Meeting ambitious sustainability targets motivated by climate change concerns requires the structural transformation of many industries and the careful alignment of firm- and Government-level policymaking. While private firms rely on Government support to achieve timely the necessary green investment intensity, Governments rely on private firms to tackle financial constraints and technology transfer. This interaction is analysed in the real options literature only under risk neutrality, and, consequently, the implications of risk aversion due to the idiosyncratic risk that green technologies entail are overlooked.
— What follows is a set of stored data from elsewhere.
PR #19924, opened 2025-08-12
feat(protocol): add preconf router settings for handoverWindow

ggonzalez94:
from our Slack:
> can we put the handoverSlots onchain into the l1 config
> we can't update the handover from 4 to 6 because every driver has to be aware of the handover slots or they will reject blocks
> and it's a flag currently
> if it's onchain I. can add it to the driver to pull it down and we can change it at will
> l1 blob transactions have a 4 slot expected inclusion window - this is the cause of a large reorg


packages/protocol/contracts/layer1/preconf/iface/IPreconfRouter.sol
```diff
@@ -9,4 +9,14 @@ interface IPreconfRouter is IProposeBatch {
     error ForcedInclusionNotSupported();
     error NotPreconferOrFallback();
     error ProposerIsNotPreconfer();
+
+    /// @notice Configuration struct for preconf-related settings
+    struct Config {
+        /// @notice The number of slots for hand over
+        uint256 handOverSlots;
```
cyberhorsey, line 16: should we add a  buffer at the end of the struct in case we add new configs like the other structs

packages/protocol/contracts/layer1/preconf/impl/PreconfRouter.sol
```diff
@@ -71,6 +71,12 @@ contract PreconfRouter is EssentialContract, IPreconfRouter {
         );
     }
 
+    /// @inheritdoc IPreconfRouter
+    function getConfig() external pure returns (IPreconfRouter.Config memory) {
+        // TODO(jeff): determine the correct number of hand over slots before we deploy
+        return IPreconfRouter.Config({ handOverSlots: 4 });
```
cyberhorsey: 4 is correct, and then we add a driver pr, get all nodes to update with an ASAP mandatory update, wait a day or two, then update it to 6 or 8. do we want an update config method or do it via contract upgrade?

cyberhorsey (approved):

packages/protocol/contracts/layer1/preconf/impl/PreconfRouter.sol
ggonzalez94: I think it requires the same amount of signatures, unless we assign it to a specific role(like we did with the ejecter). So maybe contract upgrade is fine?

packages/protocol/contracts/layer1/preconf/iface/IPreconfRouter.sol
ggonzalez94: added

packages/protocol/contracts/layer1/preconf/impl/PreconfRouter.sol
cyberhorsey: sure

packages/protocol/contracts/layer1/preconf/iface/IPreconfRouter.sol
cyberhorsey: ty

dantaik:
If we change the config, we will need a hard fork, right? @YoGhurt111 @davidtaikocha ?

Maybe we have to hard code a new constant value in the code, without changing the conf object or any interface.

cyberhorsey:
> If we change the config, we will need a hard fork, right? @YoGhurt111 @davidtaikocha ?
> 
> Maybe we have to hard code a new constant value in the code, without changing the conf object or any interface.

client will need to know what block number it updated at and it would be annoying. You know solidity better than me so I trust you to implement such a thing where we can just add new values (such as "targetBlockTime" for example) into the "config" without having to make drastic changes and hard fork.

davidtaikocha:
> If we change the config, we will need a hard fork, right?

In theory, we may not need a hardfork, but still need to find a way to let all drivers / preconf-sidecars use the new value at the same time...

YoGhurt111:
> If we change the config, we will need a hard fork, right? @YoGhurt111 @davidtaikocha ?
> 
> Maybe we have to hard code a new constant value in the code, without changing the conf object or any interface.

I think probably not, this value is only meaningful to the sequencer. We can have a meeting call to complete the work at the same time to avoid hardfork.

YoGhurt111:
If we ask all drivers to use a new version(read the config on chain), isn't this the same as requiring users to use a fixed flag value?
Does this value change frequently?

cyberhorsey:
> If we ask all drivers to use a new version(read the config on chain), isn't this the same as requiring users to use a fixed flag value? Does this value change frequently?

it's the same the first time, and then not after. because we can update it onchain and the drivers will react to it.

cyberhorsey:
actually on second thought, I think only sequencer nodes care about the handoverSkipSlots. Regular nodes dont even need to know about it... but this would still be useful for when we have more than 2 sequencers, to be able to update it without contacting each sequencer node and updating exactly at the same time.

YoGhurt111 (approved):

dantaik (approved):

packages/protocol/contracts/layer1/preconf/impl/PreconfRouter.sol
```diff
@@ -71,6 +71,11 @@ contract PreconfRouter is EssentialContract, IPreconfRouter {
         );
     }
 
+    /// @inheritdoc IPreconfRouter
+    function getConfig() external pure returns (IPreconfRouter.Config memory) {
+        return IPreconfRouter.Config({ handOverSlots: 4 });
```
YoGhurt111:
```suggestion
        return IPreconfRouter.Config({ handOverSlots: 6 });
```
@cyberhorsey If I remembered correctly, we decided it as `6`?

cyberhorsey: yes but it needs to be deployed as 4(the current one) then changed

cyberhorsey:
@ggonzalez94 @YoGhurt111 I think we need an update function with an event so we actually know when to change the handover slots, otherwise we need to poll it every slot, no?

packages/protocol/contracts/layer1/preconf/impl/PreconfRouter.sol
YoGhurt111: I think no need, we fixed `4` in the client and when we can get the config on chain, we can read `6`

YoGhurt111:
> @ggonzalez94 @YoGhurt111 I think we need an update function with an event so we actually know when to change the handover slots, otherwise we need to poll it every slot, no?

I think 1 call per 4s is ok?

cyberhorsey:
> > @ggonzalez94 @YoGhurt111 I think we need an update function with an event so we actually know when to change the handover slots, otherwise we need to poll it every slot, no?
> 
> I think 1 call per 4s is ok?

works for me to poll it then

cyberhorsey:
@ggonzalez94 @YoGhurt111 we can merge this, deploy to hekla, rollout new version by building gavins PR, then upgrade it on Hekla, if it works well we can add it in the next client release (and upgrading the contract for mainnet can be done whenever beforehand since it doest break anything to deploy it early)

packages/protocol/contracts/layer1/preconf/impl/PreconfRouter.sol
cyberhorsey: OK - we just need to make sure sequencers update their client first before we upgrade this contract then, rather than deploying the contract first then a second upgrade.

packages/protocol/contracts/layer1/preconf/iface/IPreconfRouter.sol
```diff
@@ -9,4 +9,14 @@ interface IPreconfRouter is IProposeBatch {
     error ForcedInclusionNotSupported();
     error NotPreconferOrFallback();
     error ProposerIsNotPreconfer();
+
+    /// @notice Configuration struct for preconf-related settings
+    struct Config {
```
linoscope, line 14: Don't we also want a "updateConfig" function that let's multisig that controls whitelist to upgrade the config? Especially considering contract upgrades will be passed to the DAO.

cyberhorsey: I also mentioned this but it got declined in favor of doing a contract upgrade

packages/protocol/contracts/layer1/preconf/impl/PreconfRouter.sol
cyberhorsey: this should actually be 8, the agreed upon value, not 6

dantaik:
@ggonzalez94 lets merge this PR?

cyberhorsey:
@dantaik we will be handling this with a timestamp based hard fork since you are handing upgrade authority over to the DAO and it will be delayed to get this feature in

cyberhorsey:
reopened, saw slack message

dantaik:
Ok, I'll move on with the planned ownership transfer without upgrading this contract first. Then we'll ask the Security Council's help to get this contract upgraded as an emergency proposal.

To analyse how this interaction impacts a firm's investment policy and a Government's subsidy design under uncertainty and risk aversion, we develop a real options framework, whereby: (i) we solve the firm's investment problem assuming an exogenous subsidy; (ii) conditional on the firm's optimal investment policy, we address the Government's optimisation objective and derive the optimal subsidy level; (iii) we insert the optimal subsidy level in (i) to derive the firm's endogenous investment policy. Contrary to existing literature, results indicate that greater risk aversion lowers the amount of installed capacity yet postpones investment. Also, although greater uncertainty raises the optimal subsidy under risk neutrality, the impact of uncertainty is reversed under high levels of risk aversion.